I think I'll steep another Pot of Green Tea for next wash day


----------



## IDareT'sHair (Dec 26, 2013)

Brewed some Columbian Coffee.  Steeping Green Tea.  Getting ready for tomorrow's wash day.


----------



## Rozlewis (Dec 26, 2013)

Steeping tea (Rooibos, Burdock Root, Nettle, Peppermint, Fenugreek) for tomorrow's wash day.


----------



## BranwenRosewood (Dec 26, 2013)

I'm gonna start powdering herbs to add to my hennas and mud-washes.


----------



## toaster (Dec 26, 2013)

I have been so hair lazy these past three days. Brewing some tea right now for my tea rinse and cowash.


----------



## Nix08 (Dec 26, 2013)

Mixed a huge batch of henna to portion out and freeze.   I plan to consistently henna every 4 weeks this year!  

I plan to henna tomorrow.

Did a coffee/tea rinse and a spritz after with my tea blend of shikakai/tulsi/amla/aritha.


----------



## Rozlewis (Dec 26, 2013)

Nix08 said:


> Mixed a huge batch of henna to portion out and freeze.   I plan to consistently henna every 4 weeks this year!
> 
> I plan to henna tomorrow.
> 
> Did a coffee/tea rinse and a spritz after with my tea blend of shikakai/tulsi/amla/aritha.

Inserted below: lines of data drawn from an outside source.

Issue #287, opened 2021-01-25
migration: json and close fixup


brianolson:
## Summary
Write a migration to fix up old data for

- the account-close bug fixed in #286
- the json encoding bug fixed in #284 
- per 3ba2065646a1d1cd0557cba777bd567993e026da , if []TealKeyValue is length 0; remove the field from storage.
- like #290 check if a DefaultFrozen was missed and if so apply it to an asset holding.

The migration should probably do one read of all the txns, taking no action on most, updating `account.account_data = NULL` on account closes and doing a JSON encode and writing it to db if the new encoding is different than the previous encoding.

The `metastate` table marker row added in #284 should be removed when this migration finishes.

## Scope/Requirements
Write a new non-blocking migration to update data.

## Urgency/Relative Priority
Urgentish/soonish. Some deployed Indexers have data that is confusing apps written against them.

brianolson:
Also adjust asset records for possible mis-set frozen from default-frozen.
Also maybe adjust some state delta records.

brianolson:
per 3ba2065646a1d1cd0557cba777bd567993e026da
if []TealKeyValue is length 0; remove the field from storage.

PR #293, opened 2021-02-01
Migration omnibus

brianolson:
## Summary

Implement #287 

## Test Plan

I'll run this against a mainnet db.


idb/postgres/postgres_migrations.go
```diff
@@ -35,6 +36,8 @@ func init() {
 		{m4RewardsAndDatesPart1, true, "Update DB Schema for cumulative account reward support and creation dates."},
 		{m5RewardsAndDatesPart2, false, "Compute cumulative account rewards for all accounts."},
 		{m6MarkTxnJSONSplit, true, "record round at which txn json recording changes, for future migration to fixup prior records"},
+		{m7StaleClosedAccounts, false, "clear some stale data from closed accounts"},
+		{m8TxnJsonEncoding, false, "some txn JSON encodings need app keys base64 encoded"},
```
winder, line 40: m5 has not been released, it's a long blocking migration so it needs to happen at the end

winder (changes requested):
Looks good, but please add a migration test. See `test/postgres_migration_test.sh`

algorotem:
Test plan wise - running it against MainNet isn't sufficient. Consider having a smaller scale test that has the different potential scenarios. MainNet doesn't cover all of them.

idb/postgres/postgres_migrations.go
brianolson: m7 is trivially small. 3 lines of sql.
m8 is structurally different, it needs to scan every txn and maybe update a field. (it's based on the copy of the prior txid update)

brianolson: m6 could be marked non-blocking. It doesn't actually need to be precise. The json update is harmless if it reads a few more txns and find the json already in good form because it was written after the bugfix started running.

algorotem: How long will it take to run all of these? it seems like m8 is as long as m5.

idb/postgres/postgres_integration_test.go
```diff
@@ -28,6 +38,9 @@ func getAccounting(round uint64, cache map[uint64]bool) *accounting.State {
 
 // setupPostgres starts a gnomock postgres DB then returns the connection string and a shutdown function.
 func setupPostgres(t *testing.T) (*sql.DB, string, func()) {
+	if !enableDocker {
```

Nix08, I henna every 4 weeks also. I did this consistently for the last 6 months of 2013 and plan to do it consistently through 2014. I plan to henna on Sunday evening.


----------



## Nix08 (Dec 26, 2013)

Rozlewis I am so in love with anything ayurvedic.  My ayurvedic regimen over the last 4 months has been so good for my hair.  I was a little afraid of henna but I've concluded that henna is an absolute holy grail staple for my fine strands.  I've seen no splits over the last 4 months.  Granted I'm sure they are there but regardless they seem nonexistent.


----------



## Rozlewis (Dec 26, 2013)

Nix08, me too. I was afraid of it too. However, all of these ayurvedic treatments have helped me along my journey. Now, I am hooked. I have heard good things about Kalpi Tone and I purchased some while it was on sale. I plan to introduce this into my regimen as well. 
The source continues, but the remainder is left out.